▶ Your instructions: What lines in the entries hold the string "ross"? List them.

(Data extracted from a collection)
════
PR #85, opened 2019-02-22
[ros2_cmake] fix status print to match commands invoked

mikaelarguedas:
The status message printed for `create_key` does not match the command actually ran (additional `${policy}` argument making the command fail with `ros2: error: unrecognized arguments: foo.xml`.)

This PR uses the same string for the command and the message to avoid discrepancies in the future

---

The style of this file doesn't seem to match the [ROS 2 style guide for CMake](https://index.ros.org/doc/ros2/Contributing/Developer-Guide/#cmake). @mjcarroll @ross-desmond could we add linters to this package?


jacobperron:
Added lint test in #90.

PR #81, opened 2019-02-18
[Issue 79] Fix permissions tutorial

ross-desmond:
**Summary**
* SROS2 assumed services were included in the policy yaml file
* Format errors in the sample_policy prevented yaml parse

-----------

SROS2 is moving to xml, if a fix is required in the yaml version, here it is.

Resolves #79

Issue #79, opened 2019-02-18
Tutorial permissions not working


mikaelarguedas:
## Bug report

**Required Info:**

- Operating System:
  - Ubuntu Bionic
- Installation type:
  - source
- Version or commit hash:
  - : sros2 https://github.com/ros2/sros2/commit/f145bf9f632d1ec2752575fce79843d02b1da76d
- DDS implementation:
  - N/A
- Client library (if applicable):
  - N/A

#### Steps to reproduce issue

Follow the SROS2_Linux Tutorial until [Access control section](https://github.com/ros2/sros2/blob/master/SROS2_Linux.md#access-control)

or
```
$ docker run -it --rm ros:crystal
apt update && apt upgrade -y && apt install -y curl ros-crystal-demo-nodes-cpp ros-crystal-demo-nodes-py ros-crystal-sros2 
mkdir ~/sros2_demo && cd ~/sros2_demo
ros2 security create_keystore demo_keys
ros2 security create_key demo_keys talker
ros2 security create_key demo_keys listener
curl -sk https://raw.githubusercontent.com/ros2/sros2/master/examples/sample_policy.yaml -o ./demo_keys/policies.yaml
ros2 security create_permission demo_keys talker demo_keys/policies.yaml
```

#### Expected behavior
Generate permission.xml files and be able to use access control
#### Actual behavior
Fails to create permission files.

#### Additional information
<details><summary>Error1</summary>

```
Traceback (most recent call last):
  File "/opt/ros/crystal/bin/ros2", line 11, in <module>
    load_entry_point('ros2cli==0.6.3', 'console_scripts', 'ros2')()
  File "/opt/ros/crystal/lib/python3.6/site-packages/ros2cli/cli.py", line 69, in main
    rc = extension.main(parser=parser, args=args)
  File "/opt/ros/crystal/lib/python3.6/site-packages/sros2/command/security.py", line 37, in main
    return extension.main(args=args)
  File "/opt/ros/crystal/lib/python3.6/site-packages/sros2/verb/create_permission.py", line 44, in main
    success = create_permission(args)
  File "/opt/ros/crystal/lib/python3.6/site-packages/sros2/api/__init__.py", line 522, in create_permission
    permissions_dict = get_permissions(name, policy_file_path)
  File "/opt/ros/crystal/lib/python3.6/site-packages/sros2/api/__init__.py", line 500, in get_permissions
    return graph['nodes'][name]
KeyError: 'nodes'
```

[...]

PR #93, opened 2019-03-08
[crystal-backport] Backport XML and XSLT functionality

mjcarroll:
Based on discussion in #81 and #79, we can backport this new functionality into Crystal.


mjcarroll:
This reveals that I clearly didn't squash-merge something in the past that I should have :grimacing:

PR #90, opened 2019-03-04
Add CMake lint test to sros2_cmake

jacobperron:
Fixed lint errors accordingly.

PR #95, opened 2019-03-10
linter invocation fixup

mikaelarguedas:
Follow up of #90 

- First commit removes the (apparently) unnecessary `ament_cmake_test` find_package call.
- The second commit removes the dependency on `ament_lint_auto` altogether and only depends on `ament_cmake_lint_cmake`.

Second commit is more subjective, as this is not an ament package, each linter has to be called explicitly. At that point it seems that relying on `ament_lint_auto` loses its benefits while adding dependencies and CMake code. As this package is meant to only provide pure cmake macros it looks like `ament_lint_cmake` is the only linter it will need going forward .

Happy to revert the second commit if the ament_lint_auto approach is preferred.

### DIFF
--- a/sros2_cmake/CMakeLists.txt
+++ b/sros2_cmake/CMakeLists.txt
@@ -8,8 +8,7 @@ set(INCLUDE_INSTALL_DIR include/)
 set(SYSCONFIG_INSTALL_DIR share/${PROJECT_NAME})
 
 if(BUILD_TESTING)
-  find_package(ament_lint_auto REQUIRED)
-  ament_lint_auto_find_test_dependencies()
+  find_package(ament_cmake_lint_cmake REQUIRED)
   ament_lint_cmake()
 endif()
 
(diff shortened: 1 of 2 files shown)


sros2_cmake/CMakeLists.txt
```diff
@@ -7,10 +7,8 @@ set(LIB_INSTALL_DIR lib/)
 set(INCLUDE_INSTALL_DIR include/)
 set(SYSCONFIG_INSTALL_DIR share/${PROJECT_NAME})
 
-find_package(ament_cmake_test REQUIRED)
```
jacobperron: This command sets the build `BUILD_TESTING` flag.
If we remove it, we should do something else to enable testing (I think `enable_testing()`).

dirk-thomas: There is much more logic to it than just calling `enable_testing()`: see https://github.com/ament/ament_cmake/blob/207a07b72af1e5a780887d7c2268df57ef456af3/ament_cmake_test/ament_cmake_test-extras.cmake#L17-L37 so I don't think duplicating that logic makes sense.

mikaelarguedas: https://github.com/ros2/sros2/pull/95/commits/e4ee571a5f41fcff8c84b064c8e3d33624b44aa2 applies suggestion from https://github.com/ros2/sros2/pull/90#discussion_r264031986

PR #104, opened 2019-04-01
complete xml and not yaml files for create_permission

mikaelarguedas:


mikaelarguedas:
> Is there any coverage on this that would justify running CI?

Not that I know of, I believe there is no coverage for autocompletion. Regarding the doc change, there may be flake8 checking the docstring format

mikaelarguedas:
> Not that I know of, I believe there is no coverage for autocompletion. Regarding the doc change, there may be flake8 checking the docstring format

FWIW flake8 passes locally and fails if I remove the trailing dot in the docstring.
So I would say this can be merged as is

PR #117, opened 2019-06-05
Guard against invalid key names

### LINKED ISSUE #113: Guard against creating keys for empty and whitespace only names
## Bug report

**Required Info:**

- Operating System:
  - Ubuntu 18.04
- Installation type:
  - Debian pkgs
- Version or commit hash:
  - 0.7.0
- DDS implementation:
  - Connext
  - N/A

#### Steps to reproduce issue

Create a keystore:
```
ros2 security create_keystore /tmp/ks
```

Try creating a key with an empty name:
```
ros2 security create_key /tmp/ks /
```

Try creating a key with a name containing only whitespace
```
ros2 security create_key /tmp/ks "/ "
```

#### Expected behavior

Graceful error messages in both cases.

#### Actual behavior

The empty name results in the following output:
════
▶ Result of this exercise:
The style of this file doesn't seem to match the [ROS 2 style guide for CMake](https://index.ros.org/doc/ros2/Contributing/Developer-Guide/#cmake). @mjcarroll @ross-desmond could we add linters to this package?
ross-desmond:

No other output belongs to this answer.